A BBC News Brasil, em uma publicação de 25 de abril de 2019, trouxe informações sobre o trabalho da neurocientista cognitiva Maryanne Wolf. A matéria apontou que, segundo o livro “O Cérebro no Mundo Digital - Os desafios da leitura na nossa era”, o fato de lermos cada vez mais em telas, dispensando o papel, e a prática cada vez mais corriqueira de somente “passar os olhos” em múltiplos textos e postagens online podem estar dilapidando a capacidade humana de compreender argumentos complexos, de analisar criticamente aquilo que lemos e até mesmo de desenvolver empatia por pontos de vista distintos do nosso. Tudo isso viria a ter o potencial de impactar a nossa performance individual no mercado de trabalho, nossas decisões políticas e as interações da vida em sociedade. Portanto, proponho o resgate da polêmica citada no início do texto: as tatuagens em homenagem a Stranger Things. Confira, a seguir, alguns comentários encontrados no Twitter a respeito do assunto. Por uma questão de preservação da identidade dos usuários, todas as informações pessoais foram ocultadas.
Quando alguém busca marcar em seu corpo algo que simboliza aquilo que gosta, essa pessoa está considerando como outras vão perceber e interpretar esse símbolo? Está preparada para opiniões diferentes da sua e será capaz de ouvi-las com empatia ou irá silenciá-las e bloqueá-las como é possível nas redes sociais? Se dispõe a se informar sobre os significados daquele símbolo para além de sua série favorita? Busca compreender a natureza das inspirações desses elementos nas obras ficcionais? O que mais me chamou a atenção nas discussões no Twitter sobre o ato de tatuar números em seu corpo é a maneira como algumas pessoas defendem suas visões. Debates nessa rede social, muitas vezes, são caracterizados por baixa interpretação, falta de leitura crítica e o desejo recorrentemente agressivo de se provar como o lado certo da discussão. E essas características podem ser encontradas em outras diversas situações na internet.

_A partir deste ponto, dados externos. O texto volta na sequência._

Issue #934, opened 2018-05-25
Accessing /login in a logged in state should redirect to the dashboard


KrauseFx:
Steps to reproduce

1. Login
2. Access `http://localhost:9292/login`

Expected result: Redirect to dashboard
Actual result: Login is shown

kevinsamoei:
How can one reproduce this, I don't think there is a way to register as a new user via the UI or is there an email and password that can be used for testing?

KrauseFx:
Hey @kevinsamoei, see our comments on https://github.com/fastlane/ci/issues/924#issuecomment-393209605, right now the onboarding isn't implemented on the new frontend yet :)

Issue #950, opened 2018-05-31
Cleanup build data after a certain limit


nakhbari:
To save disk space we should cleanup the repo clone used to run the build. @taquitos suggested a default limit of 20 builds to be kept in the history, any older build would be cleaned up in a separate thread/task since it could take time.

nakhbari:
Maybe this could be apart of the new hotness `settings.json` file

KrauseFx:
> To save disk space we should cleanup the repo clone used to run the build

What do you mean by that? Sorry I don't understand.

Like limit the number of `builds/[number].json` files?

nakhbari:
Each build has a copy of the entire repo, including any build data that was created in that workspace during the fastlane command. As seen when doing something like `npm install` this can be quite costly when it comes to disk space. Those lingering files are what should be deleted. The actual build data we display (outcome, logs, artifacts) should remain intact.

KrauseFx:
Ahh got it. Yeah I believe the workspaces can safely be cleaned after the build is finished and its artifacts were uploaded, right? This actually ties in with the new master/worker code

PR #1022, opened 2018-06-20
Redirect /login to /dashboard if logged in

powerivq:
- [X] I have run `rspec` and corrected all errors
- [X] I have run `rubocop` and corrected all errors
- [X] I have tested this change locally and tried to launch the server as well as access a project, and with that at least one build
- [X] If there is an existing issue, make sure to add `Fixes ...` as part of the PR body to reference the issue you're solving

Fixes https://github.com/fastlane/ci/issues/934

### DIFF
--- a/web/app/login/login.component.ts
+++ b/web/app/login/login.component.ts
@@ -8,7 +8,7 @@ import {AuthService} from '../services/auth.service';
   templateUrl: './login.component.html',
   styleUrls: ['./login.component.scss']
 })
-export class LoginComponent {
+export class LoginComponent implements OnInit {
   email: string;
   password: string;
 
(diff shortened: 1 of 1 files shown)


powerivq:
@nakhbari oops sry. any chance we run this on ci as well?

nakhbari:
@powerivq we tried, but because we currently do not cleanup the files created during a build the disk space ended up being completely used up. Maybe we can look into it again when we get that feature fixed. https://github.com/fastlane/ci/issues/950

powerivq:
@nakhbari Oh gotcha. Thanks for the fix btw.
@nakhbari @taquitos Do you think it's a good idea to run tests on circle as well? I feel that extra coverage won't hurt at the very least.

PR #1025, opened 2018-06-21
Tests for when user is already logged in

nakhbari:
```
- [ ] I have run `rubocop` and corrected all errors
- [ ] I have tested this change locally and tried to launch the server as well as access a project, and with that at least one build
- [ ] If there is an existing issue, make sure to add `Fixes ...` as part of the PR body to reference the issue you're solving
```


powerivq:
Thanks for fixing this! @nakhbari

powerivq:
Thanks for fixing this! @nakhbari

Consumir séries de qualidade como o grande sucesso da Netflix não é um problema, mas as preocupações de acadêmicos como a neurocientista citada são genuínas. A ciência vem explorando, conforme a matéria da BBC News Brasil menciona, o potencial impacto dos hábitos digitais nos indivíduos. Wolf declarou que os jovens estão desenvolvendo impaciência cognitiva e que, ao deixarmos de estar engajados com aquilo que lemos (e acredito que isso possa ser aplicado para tudo o que consumimos de conteúdo e informação), nos afastamos de um entendimento real dos sentimentos e pensamentos do outro. O que fica em meus pensamentos é: já não estamos vivendo isso nos dias de hoje? Se tanto buscamos a tolerância, respeito e compreensão, não deveríamos nos preocupar com uma era que tende a ser cada vez mais superficial e cada vez menos empática? Como queremos priorizar a diversidade e o espaço do outro se, na primeira divergência, não somos capazes de lidar com outras visões? Até que ponto a agilidade e a natureza das redes sociais de silenciar, bloquear são saudáveis? E por fim: quem iremos nos tornar no próximo like?